En estos tres tipos de situación terápica habría que estudiarse seriamente por
parte del terapeuta (y convendría incluso que lo cuestionase al principio con
cada paciente) si es apto para tal caso o no lo es, y si convendría un cambio
de analista.

Es frecuente en los pacientes el temor a dejar de ser lo que son y esto causa
en ellos fuertes resistencias al influjo contratransferencial del analista.
Habría que advertirles que no van a perder nada, pues no van en realidad a
«dejar de ser lo que son», sino a dejar de ser el negativo de lo que debieran
haber sido, es decir, que van a recuperar la versión de sí mismos más
deseable, que quedó malograda en el pasado (y que hubiera sido
irrecuperable de no servirse de los registros inconscientes que la diálysis
pone a su disposición).

Pero esto nos conduce a otra cuestión más profunda: en realidad se trata de
no cerrarse rígida y definitivamente sobre ninguna versión limitativa de
nuestro ser nosotros mismos y realizar la tarea de ser lo que se es, sin ser lo
que se es, si por «ser» se entiende un perfil mineralizado y esclerósico de
personalidad.

El ideal de la persona humana es estarse haciendo siempre en medio de una


total elasticidad de procesos evolutivos y, en cuanto fuere posible, evitar que
la realización de unas posibilidades anule la disponibilidad actual de las
demás, definitivamente. Y esto sin indecisiones ni indeterminación en el
modo de ser.

La verdadera «cuadratura del círculo» en cuanto a perfil personal se refiere


consiste en llegar a tener una personalidad definida y fuerte sin que, por otra
parte pierda la elasticidad de una constante trasformación, de una integración
procesual de siempre ulteriores posibilidades, y ello no destruyendo lo
construido, sino edificando sobre lo ya logrado, al hilo de una línea de
realización determinada, pero abierta y porosa a toda clase de sugerencias
realizativas (aunque cambiantes) de la realidad.

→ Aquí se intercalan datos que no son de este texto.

PR #472, opened 2019-10-31
Adding endpoint to get holiday stops affected by cancellation.

frj:
This PR adds support to the /hsr/<sub>/cancel for GET requests.

This will generate a 'preview' of the holiday stops that will get updated during a POST to the same endpoint. For more details see:

https://github.com/guardian/support-service-lambdas/pull/471

This endpoint is intended to be used by the salesforce UI to display information to the CSR about how much to manually refund to the customer in compensation for holiday stops that have been created but will not be honoured because the holiday stop processor will not process cancelled subscriptions.

### DIFF
--- a/handlers/holiday-stop-api/src/test/scala/com/gu/holiday_stops/HandlerTest.scala
+++ b/handlers/holiday-stop-api/src/test/scala/com/gu/holiday_stops/HandlerTest.scala
@@ -280,6 +280,7 @@ class HandlerTest extends FlatSpec with Matchers {
         operation
           .steps(
             cancelHolidayStops(
+              "POST",
               subscriptionName,
               contactId,
               effectiveCancellationDate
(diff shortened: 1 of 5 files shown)


frj:
[Holiday suspensions when a user cancels: Date filtering in Get /holiday-stops endpoint](https://trello.com/c/NeRlnrUX/610-holiday-suspensions-when-a-user-cancels-date-filtering-in-get-holiday-stops-endpoint)

handlers/holiday-stop-api/src/test/scala/com/gu/holiday_stops/HandlerTest.scala
```diff
@@ -348,9 +413,9 @@ class HandlerTest extends FlatSpec with Matchers {
     )
   }
 
-  private def cancelHolidayStops(subscriptionName: String, sfContactId: String, effectiveCancellationDate: LocalDate) = {
+  private def cancelHolidayStops(method: String, subscriptionName: String, sfContactId: String, effectiveCancellationDate: LocalDate) = {
```
twrichards: This might be nicer to be a Boolean entitled `dryRun` and that the `GET` is mapped to `true` and `POST` to `false` **outside** the function - then the function needn't care about http verbs

kelvin-chappell:
Has something gone wrong with the rebase here?  It looks like some commits that are already in master have got included.

frj:
@kelvin-chappell I had two PRs one was merging into the other and it all went a bit weird its fixed now.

Se trata de fundir, en una dinámica integradora, la fuerza y la receptividad, la


determinación del propio perfil y la identificabilidad con lo distinto. Así la
personalidad, siendo más ella misma, puede irse enriqueciendo siempre más
con lo que no es ella misma; y convertirse, en su más genuino afirmarse en
lo propio, en un «resonador» universal, por identificación empática, de lo
colectivo, lo social y lo cósmico.

Esto se aproxima a la «personalidad 'mana'» de que habla Jung en sus


Relaciones entre el Yo y el Inconsciente, pero sin los resabios y los riesgos
esquizoides (y hasta místicos) que en él presenta. Sólo puede sin riesgo
intentarse esto si la personalidad del paciente se halla definitivamente
integrada y su actitud ya no es la de huida de sus propias fuerzas
infraliminales ni de las duras exigencias objetivas de la realidad de su
entorno: sólo desde la realidad y como asunción abierta y tendencial de la
realidad total en sí misma, puede emprenderse esta tarea integrativa y
liberadora de los propios límites (o limitaciones) sin caer en los peligros de
una ilusión inflacionaria que aleje precisamente de las exigencias concretas
de la realidad.

Una identificación con idealidades simbólicas y una huida de lo concreto y


prosaico de la vida cotidiana equivaldría de nuevo a una psicosis más o
menos larvada. Eso sí, tampoco hay necesidad ninguna de hacerse la
existencia más prosaica de lo que es.